I'm more or less dumbfounded at the popular perception of the iPhone 4 as a
"great" industrial design. While it's definitely a great _phone_ , if they
don't return to a curved back with the next model or otherwise provide some
tactile cues that help the user sense how it's oriented as it's being
withdrawn from a pocket, it'll almost be enough to send me over the fence into
the Android camp. Failing to move to a bigger screen will certainly do that.

------
welp
Regarding #1: "Taking their beautiful hardware and subjecting it to Windows
users must have been controversial inside of the company. It just didn't seem
like something Jobs would do." -- Having read Jobs' biography, it wasn't
something he would do: he argued against it, and even said that Windows users
could use iPods "over my dead body." However, business sense prevailed, and
Jobs realised that it made sense to open up the iPod world to Windows users.

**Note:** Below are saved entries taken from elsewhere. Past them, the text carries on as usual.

PR #1011, opened 2017-09-08
Update idemp provider to handle block and mnt vols

codenrhoden:
This patch updates the idempotency provider to handle both block and
mount volume types, as they need to be handled a bit differently. This
information is not always given directly in the CSI request, so right
now it is inferred by the target path. If the path is a dir, we assume
mount, if the path is a file, we assume block.

We also simplify the logic of looking for mounts (to see if published or
not) by only matching the source device and the target, rather than also
caring about the intermediate "private" mount in between. We can do this
because the interceptor has been been updated previously to catch any
errors returned from the CSI bridge, and if there are any "dangling"
mounts, we trust our bridge to return an error, which should cause a
retry.

We also updated the CSI bridge to behave directly when the idempotency
interceptor and provider are not in play -- the logic to look for
existing mounts was not in place, but is now.

### DIFF
--- a/agent/csi/libstorage/csi_service_libstorage.go
+++ b/agent/csi/libstorage/csi_service_libstorage.go
@@ -2,6 +2,7 @@ package libstorage
 
 import (
 	"context"
+	"errors"
 	"fmt"
 	"math"
 	"net"
@@ -38,28 +39,34 @@ var (
 	// config object in the context given to the provider's Serve function
 	ctxConfigKey     = interface{}("csi.config")
 	ctxExactMountKey = interface{}("exactmount")
+	errDirNeeded     = errors.New("target path needs to be a directory")
+	errFileNeeded    = errors.New("target path needs to be a file")
 )
+
+type pubInfoCache struct {
+	attToken string
+}
 
 func init() {
 	goioc.Register("libstorage", func() interface{} { return &driver{} })
 }
 
 type driver struct {
-	ctx          apitypes.Context
-	client       apitypes.Client
-	config       gofig.Config
-	server       *grpc.Server
-	svcName      string
-	storType     apitypes.StorageType
-	iid          *apitypes.InstanceID
-	nodeID       *csi.NodeID
-	attTokens    map[string]string
-	attTokensRWL sync.RWMutex
+	ctx        apitypes.Context
+	client     apitypes.Client
+	config     gofig.Config
+	server     *grpc.Server
+	svcName    string
+	storType   apitypes.StorageType
+	iid        *apitypes.InstanceID
+	nodeID     *csi.NodeID
+	pubInfo    map[string]*pubInfoCache
+	pubInfoRWL sync.RWMutex
 }
 
 func (d *driver) Serve(ctx context.Context, lis net.Listener) error {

Jobs was a proponent of porting iTunes to Windows, but Schiller didn't want
this. As a result, Apple joined leagues with MusicMatch, and they made a music
player, but Jobs said it was a terrible piece of software:

"To make the iPod work on PCs, we initially partnered with another company
that had a jukebox, gave them the secret sauce to connect to the iPod, and
they did a crappy job. That was the worse of all worlds, because this other
company was controlling a big piece of the user experience. So we lived with
this crappy outside jukebox for about six months, and then we finally got
iTunes written for Windows. In the end, you just don't want someone else to
control a big part of the user experience. People may disagree with me, but I
am pretty consistent about that."

So Caldwell appears to be right in both points: it was understood that it
would bring a lot of value back to Apple, but it also took a lot of smart
people to convince Jobs to let it happen.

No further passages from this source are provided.